Ein weiterer Diskussionspunkt für die Fraktionen, über den noch keine Einigung erzielt wurde, ist der Vorschlag, die ständigen Ausschüsse nach „Politikbereichen in Ausschussclustern“ zu gruppieren. Dabei handelt es sich um nicht ständige Formationen ohne legislative Befugnisse, die die Zusammenarbeit zwischen den Ausschüssen erleichtern sollen.

Die Cluster, die zu Beginn jeder Legislaturperiode festgelegt werden, sind keine ständigen Zusammenschlüsse, sondern werden nur bei Bedarf eingerichtet, heißt es im diesbezüglichen Dokument.

Die Reformen werden mit Beginn der nächsten Legislaturperiode im Juli in Kraft treten.
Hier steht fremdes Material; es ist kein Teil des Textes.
PR #1816, opened 2016-07-15
Feature/add subid filter to sched a b

jontours:
Filter sched_a and b tables.  @LindsayYoung initially brought up a valid concern to get this done before the release so that we can index on sub_id.  However that should be done by the partitioning logic.

But I went ahead and knocked this one out anyway.

@noahmanger @ccostino


LindsayYoung:
Awesome thank you!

In der Zwischenzeit setzt das Parlament seine Diskussionen über die Lösung von Kompetenzstreitigkeiten zwischen den Ausschüssen sowie über Vorschläge zur Schaffung größerer Ausschüsse fort, bei gleichzeitiger Halbierung der derzeitigen Anzahl von Ausschüssen durch ein weiteres Reformpaket.

Die Abgeordneten sind bestrebt, diese Reformen noch vor den Europawahlen im Juni abzuschließen.